PR #4466, opened 2026-01-05
BPF: zero cleanup_key on exec

kevsecurity:
On process execution (execve) we send a message to user space with the details. In the case where a process hasn't previously forked (script execution, for example), we will already have an entry in our maps for this PID. We set the cleanup_key to this entry so that user space can harmonise the processes and set the referece counting flags accordingly.

If, however, the process isn't in our map, then we still send the message to user space but we fail to zero the cleanup_key, thereby sending the previous value that a previous execution had set (the heap memory is reused). This causes user space confusion, so this commit resets the cleanup_key before checking if the process is in the map. This should correct the reference counting issue where a process is marked with an additional "parent--" count.

### DIFF
--- a/bpf/process/bpf_execve_event.c
+++ b/bpf/process/bpf_execve_event.c
@@ -271,6 +271,7 @@ event_execve(struct exec_ctx_struct *ctx)
 	if (parent) {
 		event->parent = parent->key;
 		update_mb_task(parent);
+		event->parent_flags = 0;
 	} else {
 		event_minimal_parent(event, task);
 	}
@@ -280,6 +281,7 @@ event_execve(struct exec_ctx_struct *ctx)
 	p->size_path = 0;
 	p->size_args = 0;
 	p->size_cwd = 0;
+	p->size_envs = 0;
 
 	/**
 	 * Per thread tracking rules TID == PID :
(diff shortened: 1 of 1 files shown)


bpf/process/bpf_execve_event.c
```diff
@@ -372,6 +372,8 @@ execve_send(struct exec_ctx_struct *ctx __arg_ctx)
 
 	pid = (get_current_pid_tgid() >> 32);
 
+	// Zero the cleanup key to prevent user space confusion.
+	event->cleanup_key = (struct msg_execve_key){ 0 };
```
olsajiri: nice catch, would it be better to do this in event_execve with other init code?

mtardy (approved):
Ah yeah, that same issue happened to me already, nice! If it does fix stuff, could we backport this? Would there be a way this is actually systematically testable and we could write a regression test for this?

Also just asking out loud to double check, is there anything else that would need to be zeroed out?

bpf/process/bpf_execve_event.c
kevsecurity: Yes, I'll do that.

kevsecurity:
> Ah yeah, that same issue happened to me already, nice! If it does fix stuff, could we backport this? Would there be a way this is actually systematically testable and we could write a regression test for this?
> 
> Also just asking out loud to double check, is there anything else that would need to be zeroed out?

I can take a look.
────────────────────
*What is needed*
When you answer, output each line of the data exactly as given, from its first line up to and including the one with "On process execution".

*Exercise output*
PR #4466, opened 2026-01-05
BPF: zero cleanup_key on exec

kevsecurity:
On process execution (execve) we send a message to user space with the details. In the case where a process hasn't previously forked (script execution, for example), we will already have an entry in our maps for this PID. We set the cleanup_key to this entry so that user space can harmonise the processes and set the referece counting flags accordingly.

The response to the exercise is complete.